What you are asked to do
Retype every line of the data, keeping each word exactly.

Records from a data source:
%%

Issue #1661, opened 2024-10-21
Vintage AppleShare clients not connecting to server due to FPGetSvrInfo packet being too large.


NJRoadfan:
One common issue encountered with vintage clients (basically anything older then AppleShare Client 3.8) is that they are unable to connect to a Netatalk server if the size of a FPGetSvrInfo response packet exceeds 512 bytes (they error out claiming no response from server). This limit can easily be reached with Netatalk 4.0 if one enables all UAMs and/or has a long host name. This is due to Netatalk 4.0 reporting many versions of the AFP protocol being available in addition to things like the UTF8 server name.

One possible fix is to limit reporting of AFP server versions above 2.1 to AppleTalk clients. This can be easily done as the current code path can be altered to deliver unique response to ASP and DSI clients.

NJRoadfan:
I have an easy potential fix for this. It involves not sending an icon at all if a custom icon isn't configured. The icon+mask takes up 256 bytes of the reply. Otherwise the alternative is to build another status packet in `status_init()` just for AppleTalk connections. That would free up 42 bytes by not reporting AFP versions 2.2 to 3.4 to AppleTalk clients.

rdmark:
I'm supportive of the easy solution. The default icons have little value anyways.

My only regret is that this situation makes it hard to have a single "universal" server for the newest and oldest Apple machines, with all of the bells and whistles activated at the same time: the fancy custom icon, all of the UAMs, and so on. It's a minor detail that few people will actually care about beyond myself.

NJRoadfan:
Most of the additions to the FPGetSrvrInfo packet are exclusive to AFP3.0 and newer thus require TCP/IP. AppleTalk clients do not use the UTF8 server name or directory name.

rdmark:
Right, and this is one argument for introducing a new status packet for AppleTalk like you say. Then you can configure your netatalk server in any way you please and have the older clients only get the FPGetSrvrInfo data that they need, without the need to compromise for newer clients.

The drawback is the added code complexity and maintenance, I suppose.

NJRoadfan:
Fix is done. Of note, the code that builds the status string really needs a refactor. In addition it technically violates the AFP spec by not putting the icon data at the end of the response. Clients don't seem to care though as they just read the offset to find it.

PR #1671, opened 2024-10-23
Limit FPGetSrvrInfo packet for AppleTalk clients

NJRoadfan:
Early AppleTalk clients struggle with FPGetSrvrInfo packets that have a payload larger then 512 bytes. In many cases they claim that they received no response from the server. In some cases they may even crash.

To resolve this, craft a response just for AppleTalk clients without most of the AFP3.x only options (UTF8 server name, Directory Name, etc.). In addition, unless a custom icon is sent, the server will not send an icon image to AppleTalk clients by default.

Fixes: #1661

### DIFF
--- a/etc/afpd/auth.c
+++ b/etc/afpd/auth.c
@@ -75,7 +75,7 @@ void status_versions( char *data,
 #ifndef NO_DDP
         if (!asp && (afp_versions[i].av_number <= 21)) continue;
 #endif /* ! NO_DDP */
-        if ( !dsi && (afp_versions[ i ].av_number >= 22)) continue;
+        if ( !dsi && (afp_versions[ i ].av_number > 22)) continue;
         count++;
     }
     data += ntohs( status );
@@ -85,7 +85,7 @@ void status_versions( char *data,
 #ifndef NO_DDP
         if (!asp && (afp_versions[i].av_number <= 21)) continue;
 #endif /* ! NO_DDP */
-        if ( !dsi && (afp_versions[ i ].av_number >= 22)) continue;
+        if ( !dsi && (afp_versions[ i ].av_number > 22)) continue;
         len = strlen( afp_versions[ i ].av_name );
         *data++ = len;
         memcpy( data, afp_versions[ i ].av_name , len );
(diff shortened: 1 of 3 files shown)


etc/afpd/status.c
```diff
@@ -548,16 +550,82 @@ void status_init(AFPObj *dsi_obj, AFPObj* asp_obj, DSI *dsi)
...
+    status_machine(aspstatus);
+    status_versions(aspstatus,
+        asp,
+        NULL);
+    status_uams(aspstatus, options->uamlist);
+
+    if (strcmp(options->legacyicon, "daemon") == 0) {
+        icon = daemon_icon;
+        iconlen = sizeof(daemon_icon);
+    }
```
rdmark, line 579: We get duplication of the icon lookup code here. Better would be to have a shared utility function.

etc/afpd/status.c
```diff
@@ -520,12 +528,6 @@ void status_init(AFPObj *dsi_obj, AFPObj* asp_obj, DSI *dsi)
         icon = sunlogo_icon;
         iconlen = sizeof(sunlogo_icon);
     }
-#ifndef NO_DDP
-    else if (asp) {
-        icon = apple_atalk_icon;
-        iconlen = sizeof(apple_atalk_icon);
-    }
```
rdmark, line 527: I want to turn this into a manual option instead, add it to the selection of icons that you can choose. Optional for this PR, though. I can do it later.

etc/afpd/auth.c
```diff
@@ -75,7 +75,7 @@ void status_versions( char *data,
 #ifndef NO_DDP
         if (!asp && (afp_versions[i].av_number <= 21)) continue;
 #endif /* ! NO_DDP */
-        if ( !dsi && (afp_versions[ i ].av_number >= 22)) continue;
+        if ( !dsi && (afp_versions[ i ].av_number > 22)) continue;
```
rdmark, line 78: What's the reason for this change? AFP 2.2 is still capable of DSI, isn't it?

rdmark (approved):

rdmark:
As a side note, since the testsuite is operational now, adding validation of FPGetSrvInfo responses would be a valuable area to explore. AFAICT we only validate that a non-error is returned in `test1` (literally the first test in the suite).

%%

Exercise output
Issue #1661, opened 2024-10-21
Vintage AppleShare clients not connecting to server due to FPGetSvrInfo packet being too large.


NJRoadfan:
One common issue encountered with vintage clients (basically anything older then AppleShare Client 3.8) is that they are unable to connect to a Netatalk server if the size of a FPGetSvrInfo response packet exceeds 512 bytes (they error out claiming no response from server). This limit can easily be reached with Netatalk 4.0 if one enables all UAMs and/or has a long host name. This is due to Netatalk 4.0 reporting many versions of the AFP protocol being available in addition to things like the UTF8 server name.

One possible fix is to limit reporting of AFP server versions above 2.1 to AppleTalk clients. This can be easily done as the current code path can be altered to deliver unique response to ASP and DSI clients.

NJRoadfan:
I have an easy potential fix for this. It involves not sending an icon at all if a custom icon isn't configured. The icon+mask takes up 256 bytes of the reply. Otherwise the alternative is to build another status packet in `status_init()` just for AppleTalk connections. That would free up 42 bytes by not reporting AFP versions 2.2 to 3.4 to AppleTalk clients.

rdmark:
I'm supportive of the easy solution. The default icons have little value anyways.

My only regret is that this situation makes it hard to have a single "universal" server for the newest and oldest Apple machines, with all of the bells and whistles activated at the same time: the fancy custom icon, all of the UAMs, and so on. It's a minor detail that few people will actually care about beyond myself.

NJRoadfan:
Most of the additions to the FPGetSrvrInfo packet are exclusive to AFP3.0 and newer thus require TCP/IP. AppleTalk clients do not use the UTF8 server name or directory name.

rdmark:
Right, and this is one argument for introducing a new status packet for AppleTalk like you say. Then you can configure your netatalk server in any way you please and have the older clients only get the FPGetSrvrInfo data that they need, without the need to compromise for newer clients.

The drawback is the added code complexity and maintenance, I suppose.

NJRoadfan:
Fix is done. Of note, the code that builds the status string really needs a refactor. In addition it technically violates the AFP spec by not putting the icon data at the end of the response. Clients don't seem to care though as they just read the offset to find it.

PR #1671, opened 2024-10-23
Limit FPGetSrvrInfo packet for AppleTalk clients

NJRoadfan:
Early AppleTalk clients struggle with FPGetSrvrInfo packets that have a payload larger then 512 bytes. In many cases they claim that they received no response from the server. In some cases they may even crash.

To resolve this, craft a response just for AppleTalk clients without most of the AFP3.x only options (UTF8 server name, Directory Name, etc.). In addition, unless a custom icon is sent, the server will not send an icon image to AppleTalk clients by default.

Fixes: #1661

### DIFF
--- a/etc/afpd/auth.c
+++ b/etc/afpd/auth.c
@@ -75,7 +75,7 @@ void status_versions( char *data,
 #ifndef NO_DDP
         if (!asp && (afp_versions[i].av_number <= 21)) continue;
 #endif /* ! NO_DDP */
-        if ( !dsi && (afp_versions[ i ].av_number >= 22)) continue;
+        if ( !dsi && (afp_versions[ i ].av_number > 22)) continue;
         count++;
     }
     data += ntohs( status );
@@ -85,7 +85,7 @@ void status_versions( char *data,
 #ifndef NO_DDP
         if (!asp && (afp_versions[i].av_number <= 21)) continue;
 #endif /* ! NO_DDP */
-        if ( !dsi && (afp_versions[ i ].av_number >= 22)) continue;
+        if ( !dsi && (afp_versions[ i ].av_number > 22)) continue;
         len = strlen( afp_versions[ i ].av_name );
         *data++ = len;
         memcpy( data, afp_versions[ i ].av_name , len );
(diff shortened: 1 of 3 files shown)


etc/afpd/status.c
```diff
@@ -548,16 +550,82 @@ void status_init(AFPObj *dsi_obj, AFPObj* asp_obj, DSI *dsi)
...
+    status_machine(aspstatus);
+    status_versions(aspstatus,
+        asp,
+        NULL);
+    status_uams(aspstatus, options->uamlist);
+
+    if (strcmp(options->legacyicon, "daemon") == 0) {
+        icon = daemon_icon;
+        iconlen = sizeof(daemon_icon);
+    }
```
rdmark, line 579: We get duplication of the icon lookup code here. Better would be to have a shared utility function.

etc/afpd/status.c
```diff
@@ -520,12 +528,6 @@ void status_init(AFPObj *dsi_obj, AFPObj* asp_obj, DSI *dsi)
         icon = sunlogo_icon;
         iconlen = sizeof(sunlogo_icon);
     }
-#ifndef NO_DDP
-    else if (asp) {
-        icon = apple_atalk_icon;
-        iconlen = sizeof(apple_atalk_icon);
-    }
```
rdmark, line 527: I want to turn this into a manual option instead, add it to the selection of icons that you can choose. Optional for this PR, though. I can do it later.

etc/afpd/auth.c
```diff
@@ -75,7 +75,7 @@ void status_versions( char *data,
 #ifndef NO_DDP
         if (!asp && (afp_versions[i].av_number <= 21)) continue;
 #endif /* ! NO_DDP */
-        if ( !dsi && (afp_versions[ i ].av_number >= 22)) continue;
+        if ( !dsi && (afp_versions[ i ].av_number > 22)) continue;
```
rdmark, line 78: What's the reason for this change? AFP 2.2 is still capable of DSI, isn't it?

rdmark (approved):

rdmark:
As a side note, since the testsuite is operational now, adding validation of FPGetSrvInfo responses would be a valuable area to explore. AFAICT we only validate that a non-error is returned in `test1` (literally the first test in the suite).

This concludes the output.